Cloud Only

You can't run Large Language Models on your laptop, bro.

Computing for commerce and industry started out in the cupboard at most companies. They’d invest in a server or two and create a network. This bloomed into companies hosting ever larger on-premise infrastructures.

Then cloud happened and workloads began to migrate there. You could still get by using your own on-premise data centre, though. There were big negatives but it was possible.

We began to refer to apps that were completely migrated, or were only ever built on cloud, as cloud native.

Then AI happened. LLMs, specifically.

Now, pragmatically, realistically, you can only build using LLMs on cloud. The vast amount of computing and data power required simply makes it unfeasible to try and do it on-premise at anything approaching enterprise scale.

We’re moving into a new paradigm. Generative AI applications are cloud only.

There is an emerging trifecta of strategies for companies wishing to use LLM models:

  1. Thin Client - use public (usually paid) APIs that deliver inference, e.g. OpenAI. Only the user application side needs to be managed by you.

  2. Roll Your Own (RYO) - deploy and fine-tune publicly available models from Hugging Face. You need to manage the inference as well as the user app.

  3. Build Your Own (BYO) - create your own model from scratch. You do everything, from the data science up.

Our contention at Temrel is that you can only do RYO and BYO on cloud. You have no other realistic choice.

Why is it so?

Scalable Compute Resources

LLMs require an enormous amount of computational power, often utilizing multiple high-end GPUs or TPUs in parallel. Training such models on-premise is rarely feasible for most organizations given the hardware investment needed, not to mention the availability of the components.

Cloud platforms offer on-demand access to state-of-the-art computational resources without upfront capital costs. They can scale out to accommodate the needs of training large models and then scale in to save costs when not in use. What’s more, the big players tend to get a steadier supply of the essential kit.

Massive Data Storage & Throughput

LLMs also often require vast amounts of data for training. Efficient training necessitates high-speed access to these datasets, and the ability to store, retrieve, and manage them with minimal latency.

‘Primitives’ cloud storage solutions like AWS S3, as well as third-party ML offerings like Snowflake offer unparalleled storage capacity, throughput, and redundancy. They allow for seamless integration with compute resources, ensuring that data can be quickly accessed and fed to the model during training.
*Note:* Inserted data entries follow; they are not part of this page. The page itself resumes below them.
PR #4511, opened 2026-09-17
[ISSUE #4509] fix(acl): show loading while filters refresh

### LINKED ISSUE #4509: [Studio][Bug] ACL tables keep stale rows actionable while filters reload

- [x] I searched open and closed issues and pull requests for ACL filter loading, stale rows, and request ownership.

### Problem

The ACL page keeps `rulesLoading` and `usersLoading` as one-time initial-load flags. The combined fetch effect starts a new server request whenever the instance, filters, pagination, or refresh keys change, but it never sets either loading flag back to `true`; the completion handlers only set them to `false`.

After the first load, changing a rule filter or the user search keyword therefore leaves the previous rows and totals rendered without a loading overlay while the new request is pending. Row edit/delete/admin actions remain visible against records that no longer match the active filter. If the replacement request fails, those old rows remain indefinitely under the new filter until another successful refresh.

This is distinct from #3306/#3300, which covered server-page refresh after ACL user create/delete. It is also not a stale-response race: React effect cleanup already prevents an older request from publishing after its dependencies change. The missing state is the visible loading boundary for the current request.

### Proposed Design

Keep the existing request effect and API behavior:

1. Set `rulesLoading=true` immediately before each rule-page request.
2. Set `usersLoading=true` immediately before each user-page request.
3. Keep the existing mounted cleanup and `finally` ownership checks.
4. Keep current rows mounted behind the Ant Design loading overlay so table dimensions remain stable and actions are blocked during refresh.

Splitting the combined effect or adding debounce behavior is outside this fix.

### Acceptance Criteria

- Changing any rule filter or rule page shows the rules-table loading state until the current request settles.
- Changing the ACL user keyword or user page shows the users-table loading state until the current request settles.
- The loading state clears on both success and failure for the current effect.
- Existing stale-response cleanup, pagination correction, mutation refresh, and instance switching remain unchanged.
- Deferred-promise frontend regressions fail on the current code and pass after the fix.
- Focused tests, the frontend suite, lint, build, Prettier, and `git diff --check` pass.

AI-assisted analysis; behavior was verified from the current effect and table loading bindings.

Aias00:
## Summary

- re-enter the ACL rules and users table loading states whenever the server-backed query effect refreshes
- keep existing rows mounted behind the Ant Design loading overlay while replacement data is pending
- add deferred-promise regression coverage for rule filters and user keyword searches

## Validation

- `npm test -- src/pages/instance/__tests__/AclPage.test.tsx --silent` (25/25)
- `npm run lint` (0 errors; 10 pre-existing warnings outside this change)
- `npm run build`
- `npx prettier --check src/pages/instance/acl.tsx src/pages/instance/__tests__/AclPage.test.tsx`
- `git diff --check`
- independent code review: no findings

The full frontend suite completed 1035/1036 tests. Its only failure was the existing timing-sensitive ConsumerPage case `keeps the latest client stack when an older request resolves last`; that unrelated test passed in three consecutive isolated runs.

Closes #4509


RockteMQ-AI (commented):
### Summary
This PR adds proper loading state indicators to the ACL page tables when filtering by keyword. Previously, users had no visual feedback while the table data was being fetched after a search. The fix tracks loading state per table and shows a spinner during pending requests.

### Findings
- **[Info]** `acl.tsx` — The loading state is tracked via `useState` and reset in both the success and error paths of the `fetchData` callbacks. This is correct.
- **[Info]** `AclPage.test.tsx` — Well-structured tests using `deferred()` to control promise resolution timing. Both the rules table and users table loading states are covered.

### Strengths
- Focused, minimal change that addresses a real UX gap.
- Tests use `deferred()` pattern to precisely control async timing — good practice for testing loading states.
- The loading state is correctly scoped per-table (rules vs users), avoiding cross-contamination.

Overall: Clean UI fix with good test coverage.

---

- **[INFO]** `web/src/pages/instance/acl.tsx:45` — Loading state tracking per-table is clean. Make sure the `loading` state is also reset if the component unmounts during a pending request to avoid React state-update-on-unmounted warnings. _(line outside diff)_

RockteMQ-AI (approved):
### Summary
Re-reviewed after new commits. The ACL page now shows proper loading indicators while filters refresh, preventing confusing empty states. Clean React implementation with proper state management. Test coverage verifies the loading state transitions.

LGTM.

---

lizhimins (changes requested):
The defect and the fix direction are both correct — but please consolidate this with #4518 and #4527 into a single PR, and drop the microtask wrapper.

**The defect is real and reachable.** `web/src/pages/instance/acl.tsx` initialises `rulesLoading` / `usersLoading` from `hasSelectedInstance` and only ever sets them back to `false` in the two `.finally` blocks; the merged fetch effect never re-enters the loading state. So after the first load, changing any rule filter or the user keyword leaves the previous rows and totals rendering as if they matched the new query, with the inline edit / delete / set-admin buttons live on records that no longer match — and on failure the stale rows stay indefinitely. `Table loading={rulesLoading}` / `loading={usersLoading}` already exist, so resetting the flags is enough to get the mask. Setting both flags together is also right, since the merged effect always re-issues the rule page and the user page requests together.

**Change 1 — consolidate the three pages into one PR.** #4511 (ACL page), #4518 (alert rules page) and #4527 (system alerts page) are the same fix — re-enter the loading state at the top of the server-side pagination/filter effect so stale rows cannot be acted on — applied to three pages, each currently carrying its own copy of the identical microtask block. Please submit one PR covering all three (one commit per page is fine). That way the pattern lands once, gets reviewed once, and cannot drift between pages; #4527 in particular already diverges from the other two in how it renders the loading state. We will close the remaining two as superseded once the combined PR is up.

**Change 2 — replace the microtask wrapper with a synchronous state update.** The new block:

```ts
  if (!mounted) return;
  setRulesLoading(true);
  setUsersLoading(true);
});
```

defers the flag reset to a microtask for no benefit — nothing between the effect body and the `.then` can observe the intermediate state, and the `mounted` guard is not needed because the effect body runs synchronously during the same commit. Set the flags synchronously at the top of the effect with a one-line comment explaining why (otherwise the previous page's rows stay actionable while the new query is in flight). `web/src/pages/ops/alerts.tsx` already does exactly this for its domain-switch path, including the comment — please match that style and comment density. If the lint rule complains, an `// eslint-disable-next-line react-hooks/set-state-in-effect` is acceptable.

Your two tests assert that `.ant-spin-spinning` appears and disappears, so they are unaffected by the synchronous change — no test edits needed.

Aias00:
Superseded by the consolidated loading-state fix in #4527, which now includes this ACL change on top of the current `rocketmq-studio` branch together with the alert-rule and system-alert variants.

Storing and managing petabytes of data on-premise would be logistically challenging and costly.

Elasticity & Flexibility

The needs of LLM projects can vary over time. For example, you might require vast amounts of compute resources during the training phase but less during the inference phase.

All cloud platforms allow for rapid provisioning and de-provisioning of resources based on demand, ensuring that you pay only for what you use. An on-premise setup would lack this kind of flexibility and could lead to underutilized or strained resources. Given the top-dollar cost of purchasing the required hardware, the waste will be large.

Perhaps more realistically is that you won’t find enough hardware for your needs, leading to underwhelming output and negative user experiences, which will be equally catastrophic to project success.

Advanced Tooling Ecosystem

LLMs require sophisticated tooling for monitoring, optimization, and management. Furthermore, they often need to integrate with other services like data pipelines, analytics platforms, and more.

Cloud providers offer a suite of tools and services that seamlessly integrate with each other. This holistic ecosystem simplifies the task of managing LLMs and integrating them into larger workflows. Replicating this level of integration on-premise would demand significant time and effort.

Collaboration & Distributed Workflows

AI research and development for LLMs often involve collaboration among teams located in different parts of the world. They need to simultaneously access models, data, and tools.

Cloud platforms support globally distributed access, ensuring that teams, regardless of their location, have consistent and efficient access to resources. Setting up a globally accessible, high-performance, on-premise infrastructure for LLMs would be daunting and fraught with challenges.